Geständnis einer Maske.
Roman.
Yukio Mishima, Rowohlt 1985



Mit fünfundzwanzig Jahren schrieb der 1924 geborene und 1970 durch öffentlich angekündigtes Harakiri verstorbene japanische Autor diesen autobiographischen Roman. Bereits in diesem frühen Buch nimmt seine Todessehnsucht, die Ziel- und Sinnlosigkeit des Daseins innerhalb einer Sozialstruktur wie derjenigen Japans großen Raum ein.

Mishima erzählt von der Kindheit und Jugend eines Helden, der schwächlich ist und häufig kränkelt, von der Großmutter aufgezogen wird, und nach und nach das Wesen der menschlichen Interaktion zu durchdringen versucht - auf ganz eigene Art und Weise. Er hat seltsame Träume und Phantasien, in denen viel Blut und nackte Männer eine Rolle spielen. Seine erste Erektion bekommt er, als er ein Gemälde sieht, das den Heiligen St. Sebastian darstellt, gekleidet nur mit einem Tuch um die Hüfte, durchbohrt von Pfeilen. Fortan onaniert er mit solchen und ähnlichen Bildern im Kopf. Unser Protagonist ist homosexuell, aber er begreift es nicht, will es nicht begreifen, weil ihm die nötigen Vergleiche, Informationen, gesellschaftlichen Parameter nicht zugänglich sind. Stattdessen versucht er, die Konventionen und Umgangsformen seiner Umwelt nachzuahmen, sogar zu verinnerlichen: Er kreiert seine Maske, das Außenwesen, während in ihm ein Konflikt schwelt, dem er nicht Herr wird. Das Problem gipfelt in der "Liebe" zur zarten Sokomo, eine Liebe, die er sich nur einredet, während seine Begierden in einer ganz anderen Liga spielen.
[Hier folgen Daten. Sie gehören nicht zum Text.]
PR #4201, opened 2023-10-08
Implemented ViaProxy bootstrap

RaphiMC:
Implemented a bootstrap for [ViaProxy](https://github.com/ViaVersion/ViaProxy). This will replace the [ViaProxyGeyserPlugin](https://github.com/RaphiMC/ViaProxyGeyserPlugin).


bootstrap/viaproxy/src/main/java/org/geysermc/geyser/platform/viaproxy/GeyserViaProxyLogger.java
```diff
@@ -0,0 +1,78 @@
...
+
+    @Override
+    public void debug(String message) {
+        GeyserViaProxyPlugin.LOGGER.debug(ConsoleFormatter.convert(message));
+    }
+
+    @Override
+    public void setDebug(boolean debug) {
+        throw new UnsupportedOperationException();
+    }
```
Konicai, line 71: add a `boolean debug` field to this class that guards the `debug` method if the wrapped logger cannot have its logger level changed

bootstrap/viaproxy/src/main/java/org/geysermc/geyser/platform/viaproxy/GeyserViaProxyPlugin.java
```diff
@@ -0,0 +1,82 @@
...
+    public static final Logger LOGGER = LogManager.getLogger("Geyser");
+    public static final File ROOT_FOLDER = new File(PluginManager.PLUGINS_DIR, "Geyser");
+
+    private GeyserViaProxyBootstrap bootstrap;
+
+    @Override
+    public void onEnable() {
+        ROOT_FOLDER.mkdirs();
+
+        this.bootstrap = new GeyserViaProxyBootstrap();
```
Konicai, line 52: Can we merge GeyserViaProxyPlugin and GeyserViaProxyBootstrap?

otherwise, please pass the logger and root folder as constructor parameters rather than accessing it statically across classes (apart from the configuration which can't be changed)

bootstrap/viaproxy/src/main/java/org/geysermc/geyser/platform/viaproxy/GeyserViaProxyPlugin.java
```diff
@@ -0,0 +1,82 @@
...
+
+            this.bootstrap.getGeyserCommandManager().runCommand(this.bootstrap.getGeyserLogger(), "geyser " + String.join(" ", event.getArgs()));
+        }
+    }
+
+    // Code below split apart from GeyserImpl.getInstance().reload();
+
+    @EventHandler
+    public void onProxyStart(final ProxyStartEvent event) {
+        GeyserImpl.getInstance().extensionManager().enableExtensions();
```
Konicai, line 73: The extension manager enables the extensions itself when it is `init()`'d - which is called when GeyserImpl is constructed

bootstrap/viaproxy/src/main/java/org/geysermc/geyser/platform/viaproxy/GeyserViaProxyPlugin.java
```diff
@@ -0,0 +1,82 @@
...
+    private GeyserViaProxyBootstrap bootstrap;
+
+    @Override
+    public void onEnable() {
+        ROOT_FOLDER.mkdirs();
+
+        this.bootstrap = new GeyserViaProxyBootstrap();
+        GeyserLocale.init(this.bootstrap);
+        this.bootstrap.onEnable();
+        GeyserImpl.getInstance().shutdown();
```
Konicai, line 55: shutdown?

bootstrap/viaproxy/src/main/java/org/geysermc/geyser/platform/viaproxy/GeyserViaProxyPlugin.java
```diff
@@ -0,0 +1,82 @@
...
+            this.bootstrap.getGeyserCommandManager().runCommand(this.bootstrap.getGeyserLogger(), "geyser " + String.join(" ", event.getArgs()));
+        }
+    }
+
+    // Code below split apart from GeyserImpl.getInstance().reload();
+
+    @EventHandler
+    public void onProxyStart(final ProxyStartEvent event) {
+        GeyserImpl.getInstance().extensionManager().enableExtensions();
+        this.bootstrap.onEnable();
```
Konicai, line 74: why is this being called on both `GeyserViaProxyPlugin#onEnable` and `#onProxyStart` ?

build.gradle.kts
```diff
@@ -12,7 +12,7 @@ allprojects {
 
 java {
     toolchain {
-        languageVersion.set(JavaLanguageVersion.of(16))
+        languageVersion.set(JavaLanguageVersion.of(17))
```
Konicai, line 15: Geyser-ViaProxy can target Java 17 without the whole project doing so - see how Geyser-Fabric does it: <https://github.com/GeyserMC/Geyser/blob/master/bootstrap/fabric/build.gradle.kts#L8-L11>

Konicai (changes requested):

bootstrap/viaproxy/src/main/java/org/geysermc/geyser/platform/viaproxy/GeyserViaProxyPlugin.java
RaphiMC: Not easily possible since both have their own onEnable method

bootstrap/viaproxy/src/main/java/org/geysermc/geyser/platform/viaproxy/GeyserViaProxyPlugin.java
RaphiMC: I explained on discord why this is needed and not easily workaroundable

bootstrap/viaproxy/src/main/java/org/geysermc/geyser/platform/viaproxy/GeyserViaProxyPlugin.java
RaphiMC: I explained on discord why this is needed and not easily workaroundable

bootstrap/viaproxy/src/main/java/org/geysermc/geyser/platform/viaproxy/GeyserViaProxyPlugin.java
RaphiMC: I explained on discord why this is needed and not easily workaroundable

bootstrap/viaproxy/build.gradle.kts
```diff
@@ -0,0 +1,38 @@
+java {
+    targetCompatibility = JavaVersion.VERSION_17
+    sourceCompatibility = JavaVersion.VERSION_17
+}
+
```
onebeastchris, line 5:
```suggestion
```
This is not needed since indra sets the version now; see https://github.com/GeyserMC/Geyser/pull/4231#issuecomment-1773338201 for reference

onebeastchris (changes requested):

Kas-tle:
Also please add viaproxy to be archived as build artifacts by the pr and build actions.

RaphiMC:
I have no idea on how to do that

onebeastchris:
See [here](https://github.com/GeyserMC/Geyser/blob/master/.github/workflows/build.yml#L73-L79) for reference, basically that 
It'll allow people to download artifacts

Kas-tle:
In [pullrequest.yml](https://github.com/GeyserMC/Geyser/blob/master/.github/workflows/pullrequest.yml#L83-L89) as well :)

Kas-tle (approved):

Konicai:
I have some more small-ish reviews (tonight or tomorrow morning) and I'm hesitant of the current implementation anyway. Only because of what it has been forced to do under the current constraints. 

I would really prefer making Geyser's bootstrap system more dynamic, which I would be happy to do quite soon (as well as putting some work into this PR myself)

onebeastchris:
On a different note, it would be nice to have some setup info on this on the Geyser wiki - while i assume the setup is similar to the plugin version, we have setup guides for all bootstraps on our wiki (https://wiki.geysermc.org/geyser/setup/). Additionally, a download link would need to be added on the downloads website; iirc @rtm516 could help with that. Regarding the wiki, feel free to reach out in the discord, we can help with that too.

core/src/main/java/org/geysermc/geyser/GeyserImpl.java
```diff
@@ -308,15 +308,17 @@ private void startInstance() {
...
-            boolean floodgatePresent = bootstrap.testFloodgatePluginPresent();
-            if (config.getRemote().authType() == AuthType.FLOODGATE && !floodgatePresent) {
-                logger.severe(GeyserLocale.getLocaleStringLog("geyser.bootstrap.floodgate.not_installed") + " "
-                        + GeyserLocale.getLocaleStringLog("geyser.bootstrap.floodgate.disabling"));
-                return;
-            } else if (config.isAutoconfiguredRemote() && floodgatePresent) {
-                // Floodgate installed means that the user wants Floodgate authentication
-                logger.debug("Auto-setting to Floodgate authentication.");
-                config.getRemote().setAuthType(AuthType.FLOODGATE);
+            if (platformType != PlatformType.VIAPROXY) {
```
onebeastchris, line 311: Instead of adding a viaproxy specific check here, couldnt you just override the `testFloodgatePluginPresent` method in the viaproxy bootstrap? The same is done in standalone aswell.

RaphiMC: I didn't want to return true in that method since it might have some side effects when the method gets used for something else as it implies the platform has the Floodgate plugin installed. I just added support for joining servers which have Floodgate installed and the if check was needed so Geyser doesn't complain that the Floodgate plugin isn't installed on ViaProxy itself

onebeastchris: I'd recommend to check how Geyser Standalone does it - there's also no Floodgate for Standalone, but Floodgate auth still works with Standalone if it's installed on the server one is connecting to

RaphiMC: Floodgate auth works in Standalone, because the user can configure it in the config. If the user would configure it in ViaProxy it would cause an exception since Geyser checks if the Floodgate plugin is installed when Floodgate auth is enabled (There is an if check (https://github.com/GeyserMC/Geyser/blob/4e490634a3a018375a2e29da2f60912aca76a8ed/core/src/main/java/org/geysermc/geyser/GeyserImpl.java#L255) which skips this and the remote auto configuring if the platform is Standalone, but I use the remote auto configuring in ViaProxy, thats why I had to introduce a new if check (https://github.com/GeyserMC/Geyser/blob/4e490634a3a018375a2e29da2f60912aca76a8ed/core/src/main/java/org/geysermc/geyser/GeyserImpl.java#L311) which only skips the Floodgate check)

onebeastchris: I see, thanks for the explainer :)

bootstrap/viaproxy/src/main/java/org/geysermc/geyser/platform/viaproxy/GeyserViaProxyPlugin.java
```diff
@@ -0,0 +1,90 @@
...
+        this.bootstrap = new GeyserViaProxyBootstrap(LOGGER, ROOT_FOLDER);
+        GeyserLocale.init(this.bootstrap);
+        this.bootstrap.onEnable();
+
+        ViaProxy.EVENT_MANAGER.register(this);
+    }
+
+    @EventHandler
+    private void onConsoleCommand(final ConsoleCommandEvent event) {
+        if (event.getCommand().equals("geyser") || event.getCommand().equals("/geyser")) {
```
onebeastchris, line 64: This check would break all Geyser extension provided commands. I'd recommend to implement a similar logic as Geyser has already for Geyser-Standalone to check if a command should be forwarded:

Here's the check that's only ran on standalone & ensures that geyser/extensions commands are not sent to the proxy:
https://github.com/GeyserMC/Geyser/blob/d63a70daa9604193d78824b6fb8c2ad3f9923b14/core/src/main/java/org/geysermc/geyser/translator/protocol/bedrock/BedrockCommandRequestTranslator.java#L42-L43

The check itself is done with the runCommand method of the GeyserCommandManager:
https://github.com/GeyserMC/Geyser/blob/d63a70daa9604193d78824b6fb8c2ad3f9923b14/core/src/main/java/org/geysermc/geyser/command/GeyserCommandManager.java#L148-L193

onebeastchris (changes requested):

bootstrap/viaproxy/src/main/java/org/geysermc/geyser/platform/viaproxy/GeyserViaProxyPlugin.java
RaphiMC: That won't like that for ViaProxy since ViaProxy has its own commands and always running `GeyserImpl.getInstance().commandManager().runCommand` results in the "Invalid command" message from Geyser being sent for regular ViaProxy commands

onebeastchris: Not sure why it shouldn't work for Viaproxy?
The runCommand() function returns a boolean - either true if it's a geyser internal command (which wouldn't be passed to the java server/viaproxy), or also true if it's a command by a geyser extension, but false if Geyser doesn't know the command (aka, it's not a geyser cmd nor provided by an extension.

See https://github.com/GeyserMC/Geyser/blob/d63a70daa9604193d78824b6fb8c2ad3f9923b14/core%2Fsrc%2Fmain%2Fjava%2Forg%2Fgeysermc%2Fgeyser%2Fcommand%2FGeyserCommandManager.java#L157-L159 - I think you can just cancel the event when that returns true (?)

RaphiMC: The runCommand method always sends a message into the console if the command is unknown to Geyser image

onebeastchris: it should never get there if it's not a geyser or extension command, the first return that I've linked takes care of that

bootstrap/viaproxy/src/main/java/org/geysermc/geyser/platform/viaproxy/GeyserViaProxyBootstrap.java
```diff
@@ -0,0 +1,161 @@
...
+
+    @Override
+    public void onGeyserInitialize() {
+        try {
+            final File configFile = FileUtils.fileOrCopiedFromResource(new File(this.rootFolder, "config.yml"), "config.yml", s -> s.replaceAll("generateduuid", UUID.randomUUID().toString()), this);
+            this.config = FileUtils.loadConfig(configFile, GeyserViaProxyConfiguration.class);
+        } catch (IOException e) {
+            this.logger.severe(GeyserLocale.getLocaleStringLog("geyser.config.failed"), e);
+            return;
+        }
```
onebeastchris: After loading the config, you should set the debug level of the geyser logger - that's why it's usually created after loading the config. The approach here is fine though, as long as you set debug 
<https://github.com/GeyserMC/Geyser/blob/master/bootstrap%2Fvelocity%2Fsrc%2Fmain%2Fjava%2Forg%2Fgeysermc%2Fgeyser%2Fplatform%2Fvelocity%2FGeyserVelocityPlugin.java#L104>

bootstrap/viaproxy/build.gradle.kts
```diff
@@ -0,0 +1,32 @@
+indra {
+    javaVersions {
+        target(17)
+    }
+}
+
```
onebeastchris, line 6: Geyser uses java 17 project wide now, you can remove this

bootstrap/viaproxy/src/main/java/org/geysermc/geyser/platform/viaproxy/GeyserViaProxyPlugin.java
```diff
@@ -0,0 +1,208 @@
...
+    }
+
+    @EventHandler
+    private void onProxyStart(final ProxyStartEvent event) {
+        this.onGeyserEnable();
+    }
+
+    @EventHandler
+    private void onProxyStop(final ProxyStopEvent event) {
+        GeyserImpl.getInstance().getSessionManager().disconnectAll("geyser.commands.reload.kick");
```
onebeastchris, line 110: You can remove this, `GeyserImpl#disable()` handles this

bootstrap/viaproxy/src/main/java/org/geysermc/geyser/platform/viaproxy/GeyserViaProxyPlugin.java
```diff
@@ -0,0 +1,208 @@
...
+
+    @Override
+    public void onGeyserInitialize() {
+        try {
+            final File configFile = FileUtils.fileOrCopiedFromResource(new File(ROOT_FOLDER, "config.yml"), "config.yml", s -> s.replaceAll("generateduuid", UUID.randomUUID().toString()), this);
+            this.config = FileUtils.loadConfig(configFile, GeyserViaProxyConfiguration.class);
+        } catch (IOException e) {
+            this.logger.severe(GeyserLocale.getLocaleStringLog("geyser.config.failed"), e);
+            return;
+        }
```
onebeastchris, line 122: After loading the config, you should set the debug level of the Geyser logger

bootstrap/viaproxy/src/main/java/org/geysermc/geyser/platform/viaproxy/GeyserViaProxyPlugin.java
```diff
@@ -0,0 +1,208 @@
...
+        config.getRemote().setAuthType(Files.isRegularFile(this.config.getFloodgateKeyPath()) ? AuthType.FLOODGATE : AuthType.OFFLINE);
+        GeyserConfiguration.checkGeyserConfiguration(this.config, this.logger);
+
+        this.geyser = GeyserImpl.load(PlatformType.VIAPROXY, this);
+        LoopbackUtil.checkAndApplyLoopback(this.logger);
+    }
+
+    @Override
+    public void onGeyserEnable() {
+        GeyserImpl.start();
```
onebeastchris, line 133: Two notes:
- please reload the config when geyser is reloading, similar to how it's done here:
https://github.com/GeyserMC/Geyser/blob/master/bootstrap%2Fvelocity%2Fsrc%2Fmain%2Fjava%2Forg%2Fgeysermc%2Fgeyser%2Fplatform%2Fvelocity%2FGeyserVelocityPlugin.java#L113-122

- To keep consistency reg. Geyser events, please create the command manager before starting Geyser. Additionally - I wouldn't re-create the command manager when we're reloading unless ViaProxy supports (re-)registering commands at runtime

core/src/main/java/org/geysermc/geyser/GeyserImpl.java
```diff
@@ -344,16 +344,18 @@ private void startInstance() {
...
+                if (config.getRemote().authType() == AuthType.FLOODGATE && !floodgatePresent) {
+                    logger.severe(GeyserLocale.getLocaleStringLog("geyser.bootstrap.floodgate.not_installed") + " "
+                            + GeyserLocale.getLocaleStringLog("geyser.bootstrap.floodgate.disabling"));
+                    return;
+                } else if (config.isAutoconfiguredRemote() && floodgatePresent) {
+                    // Floodgate installed means that the user wants Floodgate authentication
+                    logger.debug("Auto-setting to Floodgate authentication.");
+                    config.getRemote().setAuthType(AuthType.FLOODGATE);
+                }
+                }
```
onebeastchris, line 358: formatting, move one tab to the left

onebeastchris (changes requested):
Looks good overall, just some minor details.
I'm not really a big fan of setting the Floodgate auth type manually, but I'm not sure whether that can be reasonably improved

Kas-tle:
> Looks good overall, just some minor details. I'm not really a big fan of setting the Floodgate auth type manually, but I'm not sure whether that can be reasonably improved

I don't really see why that's even an issue. There are plenty of other things we set for the user if certain configs are ticked because the other options would do nothing for such a setup.

onebeastchris (changes requested):
Besides this lil thing, lgtm

onebeastchris (approved):

Redned235 (approved):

Das Buch ist trotz seiner Kürze etwas zäh und langatmig, aber detailreich und stark auf Reflexion angelegt, was aufgrund der stark bevormundenden Erzählweise zu einer nicht angemessenen Würdigung von Thematik und Geschichte führt. Legt man jedoch Sozial-, Kultur- und Weltgeschichte des Entstehungszeitraums zugrunde, verändert sich der Leseeindruck. Es entsteht ein mutiges, ehrliches und lehrreiches, allerdings nur mäßig gut erzähltes Dokument von großer emotionaler Tiefe, das einen Eindruck davon vermittelt, wie es in einem jungen Menschen aussieht, der seine Andersartigkeit entdeckt, sie aber um jeden Preis verheimlichen muß. Auch vor sich selbst.